Two, remember that people don’t care how much you know as long as they know how much you care. I believe my party faltered here in this debate. Avoiding the people you represent seems hardly the formula for signaling empathy or a desire to learn. I had seven town hall meetings over the time of this debate, and while some were a bit rowdy, I learned a lot. Most importantly, I saw how it’s vital we get this right. Washington has treated healthcare in partisan terms. Democrats passed the ACA on a party line vote; Republicans were going to return the favor. It’s time for something different.
Three, it’s equally important that we keep the debate on healthcare — on healthcare.

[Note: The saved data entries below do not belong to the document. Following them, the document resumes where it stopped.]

PR #6667, opened 2026-08-24
Avoid have no response when trading using touch or the Shift key cause by client bug since v1.21.30

BUGTeas:
Limit the total uses to within the max value, to avoid have no response when trading with touch or shift key cause by client bug since v1.21.30

How to test: `/summon villager ~ ~ ~ {Offers:{Recipes:[{maxUses:2147483647,uses:-2147483648,buy:{id:egg},sell:{id:snowball}}]},NoAI:true}`

### DIFF
--- a/core/src/main/java/org/geysermc/geyser/translator/protocol/java/inventory/JavaMerchantOffersTranslator.java
+++ b/core/src/main/java/org/geysermc/geyser/translator/protocol/java/inventory/JavaMerchantOffersTranslator.java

We shouldn’t rush a bill because it helps with the next one or to simply check the healthcare box. (This bill happened to have a 1 trillion dollar “pay for” that would be most helpful in the upcoming tax debate.) Nor should we rush it because it’s seen as a momentum builder for the new administration. Implications on Republicans’ ability to govern is not an advocacy point that sells on healthcare, and people have an innate sense on intentions.
In crafting a bill and what comes next, I believe that there are many key tenets — and they happen to be found in a bill that Senator Rand Paul and I have offered. Here are a few:
One, we have to make affordable insurance legal again. The ACA prohibited this. Things like essential health benefits and community ratings found in Title I represented central wiring in its construction. They were well-intended but fatal flaws because they drove up the cost of insurance for most in the individual insurance marketplace. They prevented insurance from being insurance. If you were required to buy a $1.5 million policy for your $200,000 home, would you buy the policy? In the case of healthcare, millions of young people said no, and this proved to be the fatal mathematical flaw in the ACA. Good insurance is insurance that works for you. Let people buy what works for them.
Two, our healthcare needs will stretch well beyond a job; as such, it should be portable. Who would have thought a historical event would become a driver in today’s health insurance market? Yet that’s the case. In an effort to circumvent the wage and price controls of World War II, health insurance and employment were coupled. This is not so with the other things we insure, and along with keeping people with a boss they don’t like, it brings with it many marketplace distortions.
Three, recognize the ways in which our bodies are simply temporary homes for our soul. They wear out and some of what they need is routine maintenance. In other cases we renovate from a flood or a fire. Health savings accounts allow us to save for the routine. You wouldn’t buy insurance to replace filters in your home, but you would buy it to cover for a fire.
The healthcare debate has changed because of the ACA; there is already consensus in maintaining coverage for preexisting conditions or staying on a parent’s plan. But it’s now time for another change so people have more choice, the marketplace is included, plans are sustainable, and insurance can once again be insurance.